What to do | Your task is to repeat the records exactly from the line containing "Should be fine" onward, through the final line.

Data for review |
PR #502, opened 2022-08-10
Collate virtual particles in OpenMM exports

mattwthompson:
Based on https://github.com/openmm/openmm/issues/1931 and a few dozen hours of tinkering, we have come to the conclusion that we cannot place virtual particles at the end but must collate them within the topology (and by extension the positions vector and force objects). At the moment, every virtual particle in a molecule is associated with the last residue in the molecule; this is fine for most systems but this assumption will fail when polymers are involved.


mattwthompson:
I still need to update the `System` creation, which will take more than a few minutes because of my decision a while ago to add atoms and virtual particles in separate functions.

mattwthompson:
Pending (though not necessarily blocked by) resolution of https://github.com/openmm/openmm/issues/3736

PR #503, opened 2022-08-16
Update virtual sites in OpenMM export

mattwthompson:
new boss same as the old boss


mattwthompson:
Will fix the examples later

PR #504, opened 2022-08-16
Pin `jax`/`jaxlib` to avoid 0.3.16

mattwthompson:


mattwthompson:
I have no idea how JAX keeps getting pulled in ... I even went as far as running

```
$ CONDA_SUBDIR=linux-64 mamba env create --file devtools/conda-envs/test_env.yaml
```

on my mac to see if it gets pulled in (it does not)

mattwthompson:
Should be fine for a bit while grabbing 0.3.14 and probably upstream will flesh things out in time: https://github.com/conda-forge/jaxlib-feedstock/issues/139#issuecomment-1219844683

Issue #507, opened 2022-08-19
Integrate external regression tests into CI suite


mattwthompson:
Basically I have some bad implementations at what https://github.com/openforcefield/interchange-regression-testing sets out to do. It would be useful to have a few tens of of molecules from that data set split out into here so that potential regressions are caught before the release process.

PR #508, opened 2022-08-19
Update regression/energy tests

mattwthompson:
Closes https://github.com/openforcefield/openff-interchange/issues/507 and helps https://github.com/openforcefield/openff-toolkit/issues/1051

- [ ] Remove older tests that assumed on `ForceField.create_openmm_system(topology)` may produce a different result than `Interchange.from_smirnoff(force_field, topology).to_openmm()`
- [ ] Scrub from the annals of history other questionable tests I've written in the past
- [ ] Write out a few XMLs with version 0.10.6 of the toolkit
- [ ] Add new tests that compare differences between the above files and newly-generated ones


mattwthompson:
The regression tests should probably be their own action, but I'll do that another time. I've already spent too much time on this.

Solution below |
Should be fine for a bit while grabbing 0.3.14 and probably upstream will flesh things out in time: https://github.com/conda-forge/jaxlib-feedstock/issues/139#issuecomment-1219844683

Issue #507, opened 2022-08-19
Integrate external regression tests into CI suite


mattwthompson:
Basically I have some bad implementations at what https://github.com/openforcefield/interchange-regression-testing sets out to do. It would be useful to have a few tens of of molecules from that data set split out into here so that potential regressions are caught before the release process.

PR #508, opened 2022-08-19
Update regression/energy tests

mattwthompson:
Closes https://github.com/openforcefield/openff-interchange/issues/507 and helps https://github.com/openforcefield/openff-toolkit/issues/1051

- [ ] Remove older tests that assumed on `ForceField.create_openmm_system(topology)` may produce a different result than `Interchange.from_smirnoff(force_field, topology).to_openmm()`
- [ ] Scrub from the annals of history other questionable tests I've written in the past
- [ ] Write out a few XMLs with version 0.10.6 of the toolkit
- [ ] Add new tests that compare differences between the above files and newly-generated ones


mattwthompson:
The regression tests should probably be their own action, but I'll do that another time. I've already spent too much time on this.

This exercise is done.